> **EXERCISE**:
Look through the lines below and copy each one that includes "such".

*** Opening TASK DATA ***

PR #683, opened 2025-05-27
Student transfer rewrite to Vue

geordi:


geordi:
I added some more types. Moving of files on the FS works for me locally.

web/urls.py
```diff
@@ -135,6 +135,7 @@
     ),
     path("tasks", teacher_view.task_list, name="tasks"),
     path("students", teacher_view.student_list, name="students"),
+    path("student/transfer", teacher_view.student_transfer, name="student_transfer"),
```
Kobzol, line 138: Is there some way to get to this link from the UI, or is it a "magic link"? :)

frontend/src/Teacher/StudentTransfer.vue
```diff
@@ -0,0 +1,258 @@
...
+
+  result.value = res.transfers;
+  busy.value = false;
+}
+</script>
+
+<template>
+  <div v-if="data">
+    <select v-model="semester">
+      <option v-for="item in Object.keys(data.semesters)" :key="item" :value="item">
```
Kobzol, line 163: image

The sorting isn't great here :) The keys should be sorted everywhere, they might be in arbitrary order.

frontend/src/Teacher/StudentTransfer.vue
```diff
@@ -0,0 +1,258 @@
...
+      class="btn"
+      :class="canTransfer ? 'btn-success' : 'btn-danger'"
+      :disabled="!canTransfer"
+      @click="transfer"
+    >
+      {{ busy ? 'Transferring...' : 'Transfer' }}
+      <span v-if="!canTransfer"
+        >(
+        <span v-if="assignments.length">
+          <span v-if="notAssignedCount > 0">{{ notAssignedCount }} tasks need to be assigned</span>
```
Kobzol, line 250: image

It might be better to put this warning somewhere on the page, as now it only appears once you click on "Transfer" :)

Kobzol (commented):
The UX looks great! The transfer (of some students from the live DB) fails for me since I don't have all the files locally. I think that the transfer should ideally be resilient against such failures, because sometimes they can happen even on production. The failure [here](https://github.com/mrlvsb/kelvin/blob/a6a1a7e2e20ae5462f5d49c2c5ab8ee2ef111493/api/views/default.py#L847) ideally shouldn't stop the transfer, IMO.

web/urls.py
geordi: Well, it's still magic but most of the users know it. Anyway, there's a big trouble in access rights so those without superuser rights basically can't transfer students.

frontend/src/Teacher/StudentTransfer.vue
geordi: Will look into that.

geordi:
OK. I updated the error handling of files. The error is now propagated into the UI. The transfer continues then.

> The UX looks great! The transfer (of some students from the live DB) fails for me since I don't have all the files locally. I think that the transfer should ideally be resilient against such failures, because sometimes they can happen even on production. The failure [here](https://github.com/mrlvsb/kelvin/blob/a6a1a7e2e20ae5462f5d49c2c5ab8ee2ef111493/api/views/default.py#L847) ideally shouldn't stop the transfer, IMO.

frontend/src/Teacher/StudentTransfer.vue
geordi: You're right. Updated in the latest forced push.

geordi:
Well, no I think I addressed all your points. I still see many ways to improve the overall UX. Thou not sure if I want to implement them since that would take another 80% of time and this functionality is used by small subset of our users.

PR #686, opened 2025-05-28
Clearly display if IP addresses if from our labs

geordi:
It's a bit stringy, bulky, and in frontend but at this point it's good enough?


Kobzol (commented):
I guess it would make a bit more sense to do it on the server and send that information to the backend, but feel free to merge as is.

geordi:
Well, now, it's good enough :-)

*** Closing TASK DATA ***

> **TASK ANSWER**:
The UX looks great! The transfer (of some students from the live DB) fails for me since I don't have all the files locally. I think that the transfer should ideally be resilient against such failures, because sometimes they can happen even on production. The failure [here](https://github.com/mrlvsb/kelvin/blob/a6a1a7e2e20ae5462f5d49c2c5ab8ee2ef111493/api/views/default.py#L847) ideally shouldn't stop the transfer, IMO.
> The UX looks great! The transfer (of some students from the live DB) fails for me since I don't have all the files locally. I think that the transfer should ideally be resilient against such failures, because sometimes they can happen even on production. The failure [here](https://github.com/mrlvsb/kelvin/blob/a6a1a7e2e20ae5462f5d49c2c5ab8ee2ef111493/api/views/default.py#L847) ideally shouldn't stop the transfer, IMO.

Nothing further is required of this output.